Summarizer Configuration

- `SUMMARIZER_ENABLED`: If set to True, the microservice will apply summarization after retrieval. Defaults to `False`. Requires the `VLLM` service to be running or a valid `OPENAI_API_KEY` to be set. See the `VLLM Configuration` section or the `OpenAI Configuration` section below.

vLLM Configuration

- `VLLM_API_KEY`: The API key for the vLLM service. Defaults to `"EMPTY"`.
- `VLLM_ENDPOINT`: The endpoint for the VLLM service. Defaults to `http://localhost:80`.
- `VLLM_MODEL_ID`: The model ID for the VLLM service. Defaults to `Intel/neural-chat-7b-v3-3`.
- `VLLM_MAX_NEW_TOKENS`: The maximum number of new tokens to generate. Defaults to `512`.
- `VLLM_TOP_P`: If set to < 1, only the smallest set of most probable tokens with probabilities that add up to top_p or higher are kept for generation. Defaults to `0.9`.
- `VLLM_TEMPERATURE`: The temperature for the sampling. Defaults to `0.8`.
- `VLLM_TIMEOUT`: The timeout for the VLLM service. Defaults to `600`.

OpenAI Configuration:
**Note**: This configuration can replace the VLLM and TEI services for text generation and embeddings.

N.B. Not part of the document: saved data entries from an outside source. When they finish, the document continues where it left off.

PR #805, opened 2024-09-26
Common table - missing test - part#1  ingest

nablaone:
This PR 
1. Add tests.
2. Fix bugs found by these tests.


quesma/ingest/processor.go
```diff
@@ -882,12 +908,12 @@ func (ip *IngestProcessor) Ping() error {
 	return ip.chDb.Ping()
 }
 
-func NewEmptyIngestProcessor(cfg *config.QuesmaConfiguration, chDb *sql.DB, phoneHomeAgent telemetry.PhoneHomeAgent, loader chLib.TableDiscovery, schemaRegistry schema.Registry, virtualTableStorage persistence.JSONDatabase) *IngestProcessor {
+func NewIngestProcessor(cfg *config.QuesmaConfiguration, chDb *sql.DB, phoneHomeAgent telemetry.PhoneHomeAgent, loader chLib.TableDiscovery, schemaRegistry schema.Registry, virtualTableStorage persistence.JSONDatabase) *IngestProcessor {
```
mieciu, line 911: `NewIngestProcessor` is the only constructor that should live in this file - rest of them are for test purposes only, so IMO let's move them to the test code.
I'd suggest also have them calling `NewIngestProcessor` instead of initializing struct every time.

quesma/ingest/processor.go
```diff
@@ -882,12 +908,12 @@ func (ip *IngestProcessor) Ping() error {
...
 	ctx, cancel := context.WithCancel(context.Background())
 	return &IngestProcessor{ctx: ctx, cancel: cancel, chDb: chDb, tableDiscovery: loader, cfg: cfg, phoneHomeAgent: phoneHomeAgent, schemaRegistry: schemaRegistry, virtualTableStorage: virtualTableStorage}
 }
 
-func NewIngestProcessor(tables *TableMap, cfg *config.QuesmaConfiguration) *IngestProcessor {
+func NewIngestProcessorTableMapConfigEmpty(tables *TableMap, cfg *config.QuesmaConfiguration) *IngestProcessor {
```
mieciu, line 916:
```suggestion
func NewIngestProcessorWithEmptyTableMap(tables *TableMap, cfg *config.QuesmaConfiguration) *IngestProcessor {
```

quesma/ingest/processor.go
```diff
@@ -834,11 +843,28 @@ func (ip *IngestProcessor) storeVirtualTable(table *chLib.Table) error {
...
+		// We don't want to store attributes columns in the virtual table
+		if col.Name == chLib.AttributesValuesColumn || col.Name == chLib.AttributesMetadataColumn {
+			continue
+		}
+		columnsToStore = append(columnsToStore, col.Name)
+	}
+
+	// We always want to store timestamp in the virtual table
+	// if it's not already there
+	if slices.Index(columnsToStore, model.TimestampFieldName) == -1 {
```
mieciu, line 857:
```suggestion
	if slices.Contains(columnsToStore, model.TimestampFieldName) {
```
Could we use this here instead?

trzysiek:
Some general styling comment in tests, I personally prefer to use stuff like `assert.True(t, ok)` instead of 
```
if !ok {
    t.Fatal("expected ok")    
}
```
Shorted code and personally easier to read as well. I don't mind verbose ones, but maybe you'll find mine nicer too.

jakozaur:
I like change, but would second @trzysiek . We should use `assert` as much as possible.

jakozaur (approved):

PR #811, opened 2024-09-27
Fix missing a metadata comment

nablaone:
Was:

Screenshot 2024-09-27 at 11 38 12

is:
Screenshot 2024-09-27 at 11 29 30

### DIFF
--- a/quesma/ingest/insert_test.go
+++ b/quesma/ingest/insert_test.go
@@ -359,6 +359,7 @@ func dateTime(name string) *clickhouse.Column {
 	}
 }
 
+// TestCreateTableIfSomeFieldsExistsInSchemaAlready verifies the result `CREATE TABLE` statement when the ingested JSON doesn't contain *all* the columns from the table. In this case we should take the column data from schema and make sure the final statement includes all the columns. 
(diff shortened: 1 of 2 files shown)


quesma/ingest/insert_test.go
```diff
@@ -356,3 +358,81 @@ func dateTime(name string) *clickhouse.Column {
 		Modifiers: "CODEC(DoubleDelta, LZ4)",
 	}
 }
+
+func TestCreateTableIfSomeFieldsExistsInSchemaAlready(t *testing.T) {
```
mieciu, line 362:
```suggestion
// TestCreateTableIfSomeFieldsExistsInSchemaAlready verifies the result `CREATE TABLE` statement when the ingested JSON doesn't contain *all* the columns from the table. In this case we should take the column data from schema and make sure the final statement includes all the columns. 
func TestCreateTableIfSomeFieldsExistsInSchemaAlready(t *testing.T) {
```

mieciu: this is quite complex case, I think this comment will explain it better than any name :)

mieciu (approved):

PR #793, opened 2024-09-24
Fix total hits count

trzysiek:
edit: fix for https://github.com/QuesmaOrg/quesma/issues/972

Before us: (17x bigger, `45730 = 2690 * 17`)
Discover_-_Elastic
Before Elastic:
Screenshot 2024-09-24 at 13 42 18

PR #812, opened 2024-09-27
Fix count (quick)

trzysiek:
I'll add tests in a next PR https://github.com/QuesmaOrg/quesma/pull/793 For now, need a quick fix merged ASAP.

Before:
Screenshot 2024-09-27 at 13 16 56
After:
Screenshot 2024-09-27 at 13 17 04

### DIFF
--- a/quesma/queryparser/query_translator.go
+++ b/quesma/queryparser/query_translator.go
@@ -12,7 +12,6 @@ import (
 	"quesma/quesma/config"
 	"quesma/schema"
 	"quesma/util"
-	"strings"
 )
 
 type JsonMap = map[string]interface{}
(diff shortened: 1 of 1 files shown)


quesma/queryparser/query_translator.go
```diff
@@ -178,44 +177,19 @@ func (cw *ClickhouseQueryTranslator) makeTotalCount(queries []*model.Query, resu
...
-							case uint64:
-								totalCount += int(v)
-							case int:
-								totalCount += v
-							case int64:
-								totalCount += int(v)
-							default:
-								logger.ErrorWithCtx(cw.Ctx).Msgf("Unknown type of count %v %t", v, v)
-							}
+				firstRow := results[queryIdx][0]
```
nablaone, line 180: We should check if the array has at least 1 element.

nablaone (approved):

quesma/queryparser/query_translator.go
trzysiek: we're doing it above :P

PR #815, opened 2024-09-30
No ingest setup

nablaone:
Changes:
- we can add  a single query pipeline now
- ingests attempts will end up with an error
- common table will not be created on the startup


quesma/quesma/config/config_v2.go
```diff
@@ -529,6 +582,10 @@ func (c *QuesmaNewConfiguration) TranslateToLegacyConfig() QuesmaConfiguration {
 
 			conf.IndexConfig[indexName] = processedConfig
 		}
+
+		conf.EnableIngest = true
+		conf.IngestStatistics = c.IngestStatistics
```
avelanarius, line 587:
```suggestion
		conf.IngestStatistics = true
```

avelanarius: (In my opinion it should be always turned on and not rely on user's configuration (at least yet))

quesma/quesma/config/config_v2.go
```diff
@@ -456,24 +454,79 @@ func (c *QuesmaNewConfiguration) TranslateToLegacyConfig() QuesmaConfiguration {
...
+			// Handle default index configuration
+			defaultConfig := conf.IndexConfig[DefaultWildcardIndexName]
+			if len(defaultConfig.QueryTarget) != 1 {
+				errAcc = multierror.Append(errAcc, fmt.Errorf("the target configuration of default index ('%s') of query processor is not currently supported", DefaultWildcardIndexName))
+			}
+			if defaultConfig.QueryTarget[0] == ClickhouseTarget {
+				conf.AutodiscoveryEnabled = true
+			}
+
+			delete(conf.IndexConfig, DefaultWildcardIndexName)
```
mieciu, line 523:
```suggestion

```

mieciu (approved):

PR #816, opened 2024-09-30
Remove the need for SQL-type backend connector in transparent proxy mode

mieciu:
As in the description. The way I did it is quite ugly (esp. the `(l *LogManager) IsInTransparentProxyMode()`), but for now I think it's a decent compromise.

### DIFF
--- a/quesma/quesma/config/config_v2.go
+++ b/quesma/quesma/config/config_v2.go
@@ -469,7 +469,7 @@ func (c *QuesmaNewConfiguration) TranslateToLegacyConfig() QuesmaConfiguration {
 	conf.IngestStatistics = c.IngestStatistics
 	conf.AutodiscoveryEnabled = false
 	conf.Connectors = make(map[string]RelationalDbConfiguration)
-	relDBConn, connType, err := c.getRelationalDBConf()
+	relDBConn, connType, relationalDBErr := c.getRelationalDBConf()
 
 	isSinglePipeline, isDualPipeline := c.getPipelinesType()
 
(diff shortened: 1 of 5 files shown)


quesma/quesma/config/config_v2.go
```diff
@@ -573,6 +561,29 @@ func (c *QuesmaNewConfiguration) TranslateToLegacyConfig() QuesmaConfiguration {
...
+	if err != nil && !conf.TransparentProxy {
+		errAcc = multierror.Append(errAcc, err)
+	} else if err != nil && conf.TransparentProxy {
+		relDBConn := RelationalDbConfiguration{
+			ConnectorType: ClickHouseOSBackendConnectorName,
+			Url: &Url{
+				Host: "localhost",
+			},
+		}
+		conf.Connectors["mock-for-transparent-proxy"] = relDBConn
```
avelanarius, line 574: Are there any spammy logs due to that fake DB configuration?

quesma/quesma/config/config_v2.go
```diff
@@ -573,6 +561,29 @@ func (c *QuesmaNewConfiguration) TranslateToLegacyConfig() QuesmaConfiguration {
 	}
 
 END:
+
+	if err != nil && !conf.TransparentProxy {
```
avelanarius, line 565: Nit: since the distance between setting `err` on line 472 (`relDBConn, connType, err := c.getRelationalDBConf()`) and this actual use of `err` is so large, maybe it'd be better to rename `err` to `relationalDBErr`.

mieciu: good call https://github.com/QuesmaOrg/quesma/pull/816/commits/020b45d1bd59ae6caabe51ffee56f1a463a0af80

avelanarius (approved):

quesma/quesma/config/config_v2.go
```diff
@@ -573,6 +561,29 @@ func (c *QuesmaNewConfiguration) TranslateToLegacyConfig() QuesmaConfiguration {
 	}
 
 END:
+
```
jakozaur, line 564: Personally, not a great fun of using labels `END` that way. This could be a function/method call instead.

jakozaur (approved):
One comment.

PR #819, opened 2024-09-30
Change default log level to `INFO`

avelanarius:
Before this change if the user did not configure the log level in the configuration it would default to `DEBUG` (as this is the first entry in `DebugLevel` enum). Debug log level is very verbose and it's not a great experience for a user (who tried a minimal config).

Therefore set log level to `INFO` if none was provided in the loaded config.


mieciu (approved):
👍

jakozaur (approved):

PR #822, opened 2024-10-01
Remove requirement of defining indexes in both processors, bring back required `*` configuration

avelanarius:
Remove the requirement that the user has to configure some index in both ingest and query processors. After this change, the user can now define an index only in ingest or only in query processor.

Under the hood, the translated V1 index configuration will have an ingest target set to `DefaultIngestTarget` if index is missing from ingest processor configuration or query target set to `DefaultQueryTarget` if index is missing from query processor configuration.

Bring back required `*` configuration. The only supported configuration is `"*": target: [elastic]`. This will make it easier for the users to understand the configuration, instead of relying on some "magic" fallback behavior.

Additionally improve the logging of index configurations (printed at the start of Quesma).

### DIFF
--- a/ci/quesma/config/ci-config.yaml
+++ b/ci/quesma/config/ci-config.yaml
@@ -37,6 +37,8 @@ processors:
                 type: text
         windows_logs:
           target: [ my-clickhouse-data-source ]
+        "*":
+          target: [ my-minimal-elasticsearch ]
   - name: p2
     type: quesma-v1-processor-ingest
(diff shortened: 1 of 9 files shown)


mieciu (approved):
:shipit:

avelanarius:
Adding WIP re-adding of `*`. Still testing that.

mieciu (approved):
:shipit::shipit:

PR #824, opened 2024-10-01
Introduce `nightly` Docker tag

mieciu:
Changes to how we build/publish Quesma Docker images:
* what used to be `quesma/quesma:latest` now becomes a pointer to **latest released version**
* introducing `quesma/quesma:nightly` image which becomes the most recent (not necessarily released/stable) version, always built and pushed from the `main` branch
* removing image pushes to GCR for  `quesma/quesma:nightly`. Release images will stay, as GCP's products don't support pulling from DockerHub (😢)

### DIFF
--- a/ci/ci.yml
+++ b/ci/ci.yml
@@ -2,7 +2,7 @@ version: "3.7"
 services:
   quesma:
     build: ../quesma
-    image: quesma:latest
+    image: quesma:nigthly
     environment:
       - QUESMA_CONFIG_FILE=/mnt/ci-config.yaml
       - QUESMA_logging_path=/var/quesma/logs
--- a/ci/ci.yml
+++ b/ci/ci.yml
@@ -2,7 +2,7 @@ version: "3.7"
 services:
   quesma:
     build: ../quesma
-    image: quesma:nigthly
+    image: quesma:nightly
     environment:
       - QUESMA_CONFIG_FILE=/mnt/ci-config.yaml
       - QUESMA_logging_path=/var/quesma/logs
--- a/ci/e2e.yml
+++ b/ci/e2e.yml
@@ -2,7 +2,7 @@ version: "3.7"
 services:
   quesma:
     build: ../quesma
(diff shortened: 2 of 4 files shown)


ci/ci.yml
```diff
@@ -2,7 +2,7 @@ version: "3.7"
 services:
   quesma:
     build: ../quesma
-    image: quesma:latest
+    image: quesma:nigthly
```
avelanarius, line 5: Not 100% sure about it, but I think this is incorrect. 

In our tests pipeline we build `quesma:latest` (here: https://github.com/QuesmaOrg/quesma/blob/260002c19ac40d032293051ea8fecdf72f311e11/.github/workflows/pipeline.yml#L124-L140) and then we start up `ci/ci.yml` with that image (https://github.com/QuesmaOrg/quesma/blob/260002c19ac40d032293051ea8fecdf72f311e11/.github/workflows/pipeline.yml#L168). Wouldn't that launch a released nightly image instead of just built `quesma:latest`?

avelanarius, line 5: typo: `nigthly` instead of `nightly`

ci/e2e.yml
```diff
@@ -2,7 +2,7 @@ version: "3.7"
 services:
   quesma:
     build: ../quesma
-    image: quesma:latest
+    image: quesma:nigthly
```
avelanarius, line 5: typo: `nigthly` instead of `nightly`

ci/ci.yml
avelanarius: OK, now I see that `ci/ci.yml` always rebuilds it (because it uses `quesma:nightly` instead of `quesma/quesma:nightly`).

mieciu: Yea but it's all local - hopefully sometime in the future we'll become an official image (instead of `quesma/quesma`) and this becomes a concern 😉

avelanarius (approved):

jakozaur (approved):

PR #825, opened 2024-10-01
Fix double JSON marshalling in elasticsearch client's Request*()

avelanarius:
`Request()` and `RequestWithHeaders()` methods of elasticsearch client always "JSON marshalled" the incoming payload (body). However all users of those methods actually already gave a JSON marshalled payload! This caused the request body to be double marshalled, resulting in some strange base64 blob, which broke our double writes (sending bulk to Elastic).

Fix the problem by NOT marshalling in `Request*()` methods. Improve the `client_test.go` to validate that the client did not tamper with the body.

### DIFF
--- a/quesma/elasticsearch/client.go
+++ b/quesma/elasticsearch/client.go
@@ -6,7 +6,6 @@ import (
 	"bytes"
 	"context"
 	"crypto/tls"
-	"encoding/json"
 	"fmt"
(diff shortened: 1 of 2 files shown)


avelanarius:
Thanks to @nablaone for finding this bug!

nablaone (approved):
LGTM

PR #826, opened 2024-10-01
Transparent proxy fixes

jakozaur:
My trial run found several DX issues and addressed them
- we inspect packages in transparent proxy and write weird errors when JSON or NJSON is here
  - disabled for now
- we show ClickHouse DB error
  - don't do try on moc error
  - in fact remove `mock-for-transparent-proxy` as this is confusing
- A/B logs are there even if there is no test
  - do detection on that
  
Along the way added constant and removed some dead code.


nablaone (approved):
LGTM

PR #829, opened 2024-10-01
Fix completion_status bug

jakozaur:
We return `completion_status` HTTP code which causes bug in certain version of Kibana.


jakozaur:
Not enough though.

PR #832, opened 2024-10-02
Fix problems with dates part 1

trzysiek:
Query from the test caused Quesma to crash without any error message, as it'd run of out memory in 0,1s or so. You can see it below:
Screenshot 2024-10-02 at 15 33 54
Screenshot 2024-10-02 at 15 34 09
It was a small bug when adding empty rows. Usually keys in `date_histogram` are `x, x+1, x+2,...`, when we're using `timestamp / duration` as a key, so number of added empty rows was kind of limited. But in `calendar_interval` for big intervals, like 1 week, keys are timestamps in millisecond, so we were adding a new row for each millisecond, exhausting all the memory very quickly.
Fixed here by considering the second option.

### DIFF
--- a/quesma/kibana/intervals.go
+++ b/quesma/kibana/intervals.go
@@ -11,6 +11,21 @@ import (
 func ParseInterval(fixedInterval string) (time.Duration, error) {
 	var unit time.Duration
 
+	switch fixedInterval {
+	case "minute":
+		return time.Minute, nil
+	case "hour":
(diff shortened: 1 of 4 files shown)


jakozaur:
@trzysiek perhaps we should add safeguard to not add more than X missing timeslots (like 1000). It looks like we still may hit this issue.

jakozaur (approved):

- `OPENAI_API_KEY`: The API key for the OpenAI service. If not set, the microservice will not use the OpenAI service.
- `OPENAI_CHAT_MODEL`: The chat model to use for the OpenAI service. Defaults to `gpt-4o`.
- `OPENAI_CHAT_TEMPERATURE`: The temperature for the OpenAI service. Defaults to `0`.
- `OPENAI_EMBED_MODEL`: The embedding model to use for the OpenAI service. Defaults to `text-embedding-3-small`.
- `OPENAI_EMBED_DIMENSION`: The embedding dimension for the OpenAI service. Defaults to `768`.
- `OPENAI_CHAT_ENABLED`: If set to True, the microservice will use the OpenAI service for text generation, as long as `OPENAI_API_KEY` is also set. Defaults to `True`.
- `OPENAI_EMBED_ENABLED`: If set to True, the microservice will use the OpenAI service for text embeddings, as long as `OPENAI_API_KEY` is also set. Defaults to `True`.`

Some of these parameters are also available via parameters in the API call. If set, these will override the equivalent environment variables:

```python
class RetrievalRequest(BaseModel): ...


class RetrievalRequestArangoDB(RetrievalRequest):
    graph_name: str | None = None
    search_start: str | None = None  # "node", "edge", "chunk"
    search_mode: str | None = None  # "vector", "hybrid"
    num_centroids: int | None = None
    distance_strategy: str | None = None  #  # "COSINE", "EUCLIDEAN_DISTANCE"
    use_approx_search: bool | None = None
    enable_traversal: bool | None = None
    enable_summarizer: bool | None = None
    traversal_max_depth: int | None = None
    traversal_max_returned: int | None = None
    traversal_score_threshold: float | None = None
    traversal_query: str | None = None
```

See the `comps/cores/proto/api_protocol.py` file for more details on the API request and response models.